- [Action item] Scan the entries below for the word "github", then copy each line that holds it.

- [Data records]
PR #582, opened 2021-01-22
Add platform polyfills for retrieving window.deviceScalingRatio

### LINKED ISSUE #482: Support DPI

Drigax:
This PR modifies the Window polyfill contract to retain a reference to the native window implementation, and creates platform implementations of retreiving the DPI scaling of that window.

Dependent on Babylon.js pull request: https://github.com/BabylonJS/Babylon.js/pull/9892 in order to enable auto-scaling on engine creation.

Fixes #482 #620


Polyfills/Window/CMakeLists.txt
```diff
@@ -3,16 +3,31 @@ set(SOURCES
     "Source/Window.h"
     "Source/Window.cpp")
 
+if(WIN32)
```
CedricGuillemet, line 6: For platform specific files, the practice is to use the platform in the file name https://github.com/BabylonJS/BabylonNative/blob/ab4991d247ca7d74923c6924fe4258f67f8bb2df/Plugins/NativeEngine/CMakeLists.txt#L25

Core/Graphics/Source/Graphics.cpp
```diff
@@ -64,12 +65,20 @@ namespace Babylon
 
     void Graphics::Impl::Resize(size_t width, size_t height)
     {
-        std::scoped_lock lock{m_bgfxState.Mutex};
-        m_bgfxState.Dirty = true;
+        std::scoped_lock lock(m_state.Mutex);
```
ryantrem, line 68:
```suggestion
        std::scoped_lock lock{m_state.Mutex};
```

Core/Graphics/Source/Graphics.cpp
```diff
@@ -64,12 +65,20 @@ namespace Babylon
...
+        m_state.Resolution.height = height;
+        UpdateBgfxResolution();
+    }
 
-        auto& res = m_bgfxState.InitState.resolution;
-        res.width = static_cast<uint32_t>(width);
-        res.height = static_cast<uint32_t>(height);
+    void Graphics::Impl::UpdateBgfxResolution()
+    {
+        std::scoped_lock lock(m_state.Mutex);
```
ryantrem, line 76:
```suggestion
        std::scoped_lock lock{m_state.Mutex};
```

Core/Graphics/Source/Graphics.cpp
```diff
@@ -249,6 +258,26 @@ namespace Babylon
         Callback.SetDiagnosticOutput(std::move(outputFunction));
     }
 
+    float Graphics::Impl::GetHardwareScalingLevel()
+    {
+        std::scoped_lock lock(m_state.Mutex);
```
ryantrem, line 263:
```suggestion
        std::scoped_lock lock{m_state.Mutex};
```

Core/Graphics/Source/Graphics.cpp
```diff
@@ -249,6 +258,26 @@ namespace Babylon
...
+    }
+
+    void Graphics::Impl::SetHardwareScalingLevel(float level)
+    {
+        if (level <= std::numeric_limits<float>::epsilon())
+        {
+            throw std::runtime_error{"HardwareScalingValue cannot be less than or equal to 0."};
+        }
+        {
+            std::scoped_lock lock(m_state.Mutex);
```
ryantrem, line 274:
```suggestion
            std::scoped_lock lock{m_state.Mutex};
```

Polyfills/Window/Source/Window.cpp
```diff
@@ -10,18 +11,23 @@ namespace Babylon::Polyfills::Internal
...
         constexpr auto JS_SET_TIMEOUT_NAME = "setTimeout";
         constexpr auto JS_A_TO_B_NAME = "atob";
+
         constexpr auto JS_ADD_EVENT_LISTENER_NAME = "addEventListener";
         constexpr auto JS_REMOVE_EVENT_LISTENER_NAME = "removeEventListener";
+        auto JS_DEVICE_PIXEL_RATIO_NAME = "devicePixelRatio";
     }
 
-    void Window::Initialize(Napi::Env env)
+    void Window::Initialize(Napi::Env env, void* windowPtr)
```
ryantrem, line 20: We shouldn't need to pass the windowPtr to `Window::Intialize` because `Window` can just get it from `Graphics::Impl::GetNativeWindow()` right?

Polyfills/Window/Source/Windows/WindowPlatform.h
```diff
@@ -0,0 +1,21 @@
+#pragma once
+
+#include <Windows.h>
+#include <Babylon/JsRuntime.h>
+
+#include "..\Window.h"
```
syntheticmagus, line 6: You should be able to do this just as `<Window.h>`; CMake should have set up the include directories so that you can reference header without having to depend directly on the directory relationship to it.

- [Solution below]
Dependent on Babylon.js pull request: https://github.com/BabylonJS/Babylon.js/pull/9892 in order to enable auto-scaling on engine creation.
CedricGuillemet, line 6: For platform specific files, the practice is to use the platform in the file name https://github.com/BabylonJS/BabylonNative/blob/ab4991d247ca7d74923c6924fe4258f67f8bb2df/Plugins/NativeEngine/CMakeLists.txt#L25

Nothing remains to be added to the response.